Album Review: Mutemath, “Vitals”

Mutemath has released their fourth full length album, “Vitals”. It’s probably their riskiest, but most authentic album yet.

It’s quite an accomplishment for a band to have a musical tenure as advanced as theirs–especially in today’s world of alternative music. From their 2006 debut eponymous album all the way to Odd Soul‘s release in 2011, the band has gained traction instead of exhausting it. This time around, Mutemath recognized that “Vitals” had to be more than just a new record. Mutemath produced “Vitals” all on their own, without a major label, manager, or producer to steer their direction. “Vitals” embodies the essence of Mutemath in a raw way we haven’t experienced before.

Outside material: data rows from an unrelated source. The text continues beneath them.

PR #1759, opened 2020-02-06
Fix available metrics APIs

IvanIvanoff:
#### Summary
In the end I am not using the self rehydrating cache. It is still included in the PR as it could be used in the future though.

Known issue: There are exchange metrics written for some coins (binance/bch/ltc) but are only zeroes. This should be fixed by the bigdata team

image
image

[//]: # (#### Related PRs)

[//]: # (#### Screenshots)

### DIFF
--- a/lib/sanbase/cache/rehydrating_cache.ex
+++ b/lib/sanbase/cache/rehydrating_cache.ex
@@ -1,0 +1,281 @@
+defmodule Sanbase.Cache.RehydratingCache do
+  @moduledoc ~s"""
+  A service that automatically re-runs functions and caches their values at
+  intervals smaller than the TTL so the cache never expires but is just renewed.
+
+  This service is useful when heavy queries need to be cached without any waiting
+  for recalculation when the cache expires.
+
+  Example usage: cache the function `f` under the key `:key` for up to 1 hour
+  but refresh the data every 15 minutes. Under expected conditions the value
+  will be refreshed every 15 minutes and the cache will expire only if the
+  function fails to evaluate for more than 1 hour.
+  """
+  use GenServer
+
+  @name :__rehydrating_cache__
+
+  @run_interval 15_000
+  @purge_timeout_interval 30_000
+
+  defguard are_proper_function_arguments(fun, ttl, refresh_time_delta)
+           when is_function(fun, 0) and is_integer(ttl) and ttl > 0 and
+                  is_integer(refresh_time_delta) and
+                  refresh_time_delta < ttl
+
+  @doc ~s"""
+  Start the self rehydrating cache service.
+
+  Options:
+    functions: A list of function descriptions. A function description is a
+    map with the following keys:
+      - function: Anonymous 0-arity function that computes the value
+      - key: The key the computed value will be associated with
+      - ttl: The maximal time the value will be stored for in seconds
+      - refresh_time_delta: A number of seconds strictly smaller than ttl. Every
+      refresh_time_delta seconds the cache will be recomputed and stored again.
+      The count for ttl starts from 0 again when value is recomputed.
+  """
+  def start_link(opts \\ []) do
+    GenServer.start_link(__MODULE__, opts, name: @name)
+  end
+
+  def init(opts) do
+    functions =
+      Keyword.get(opts, :functions, %{})
+      |> Enum.into(
+        %{},
+        fn %{key: key, ttl: ttl, refresh_time_delta: refresh_time_delta, function: fun} = fun_map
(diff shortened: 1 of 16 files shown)


lib/sanbase/cache/rehydrating_cache.ex
```diff
@@ -0,0 +1,182 @@
...
+  defp reply_to_waiting([], _), do: :ok
+
+  defp reply_to_waiting(from_list, value) do
+    Enum.each(from_list, fn from -> GenServer.reply(from, {:ok, value}) end)
+  end
+
+  defp run_function(pid, fun_map, task_supervisor) do
+    Task.Supervisor.async_nolink(task_supervisor, fn ->
+      %{function: fun} = fun_map
+      result = fun.()
```
valo: What is going to happen if the function fails to run?

IvanIvanoff: Depending on how you define fail to run.
- If it returns {:error, error} it will be handled by the :store_result handle_info function.
- If it raises an exception it will be retried on the next iteration (defined by the @run_interval). The only bad thing that will happen is going to happen is that the `get` will wait for the whole `timeout` specified and then fail. There are a few things that can be improved here - maybe add a `yield` function, or `has_cached_value?` functions with which you can test if the value is present.

IvanIvanoff: There could be some race condition in case of a function that directly raises an exception since its first run, though, will investigate deeper.

IvanIvanoff: Reworked

lib/sanbase/cache/rehydrating_cache.ex
```diff
@@ -0,0 +1,281 @@
...
+  function fails to evaluate for more than 1 hour.
+  """
+  use GenServer
+
+  @name :__rehydrating_cache__
+
+  @run_interval 15_000
+  @purge_timeout_interval 30_000
+
+  defguard are_proper_function_argugments(fun, ttl, refresh_time_delta)
```
spiderjako: are_proper_function_argugments -> are_proper_function_arguments

lib/sanbase/cache/rehydrating_cache.ex
```diff
@@ -0,0 +1,281 @@
...
+    GenServer.start_link(__MODULE__, opts, name: @name)
+  end
+
+  def init(opts) do
+    functions =
+      Keyword.get(opts, :functions, %{})
+      |> Enum.into(
+        %{},
+        fn %{key: key, ttl: ttl, refresh_time_delta: refresh_time_delta, function: fun} = fun_map
+           when are_proper_function_argugments(fun, ttl, refresh_time_delta) ->
```
spiderjako: are_proper_function_argugments -> are_proper_function_arguments

lib/sanbase/cache/rehydrating_cache.ex
```diff
@@ -0,0 +1,281 @@
...
+    - key: The key the computed value will be associated with
+    - ttl: The maximal time the value will be stored for in seconds
+    - refresh_time_delta: A number of seconds strictly smaller than ttl. Every
+      refresh_time_delta seconds the cache will be recomputed and stored again.
+      The count for ttl starts from 0 again when value is recomputed.
+  """
+  @spec register_function((() -> any()), any(), pos_integer(), pos_integer()) ::
+          :ok | {:error, String.t()}
+  def register_function(fun, key, ttl, refresh_time_delta)
+      when are_proper_function_argugments(fun, ttl, refresh_time_delta) do
```
spiderjako: are_proper_function_argugments -> are_proper_function_arguments

lib/sanbase/clickhouse/metric/precached_functions.ex
```diff
@@ -0,0 +1,2 @@
+defmodule Sanbase.Clickhouse.Metric.PrecachedFunctions do
```
tspenov: Empty module

lib/sanbase/web.ex
```diff
@@ -24,6 +24,9 @@ defmodule Sanbase.Application.Web do
       # Start the Elasticsearch Cluster connection
       Sanbase.Elasticsearch.Cluster,
 
+      # Self-hydrating cache
+      {Sanbase.Cache.RehydratingCache, task_supervisor: Sanbase.TaskSupervisor},
```
tspenov: should we start it if we don't use it now ?

IvanIvanoff: nope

An independent album gave lead singer Paul Meany the freedom to write some of his most transparent songwriting yet. His talents shine brightest in the following tracks:

  • “All I See”: finding beauty in the wonder of the world, both big and small
  • “Composed”: being afflicted with panic attacks and finding ways to cope
  • “Used To”: following up from “Composed” and cutting out a dangerous relationship
  • “Remain”: a soft anthem about never giving up, featuring Meany’s incredible falsetto.

Throughout the album, there’s hints of the old Mutemath than fans have grown fond of. Synthesizers and swelling hooks remain throughout the album. “Vitals” carries an optimistic vibe throughout its entirety despite some of its darker material. In a statement to Consequence of Sound, “Hope is vital. It happens from finding a way to believe something great still lies ahead.”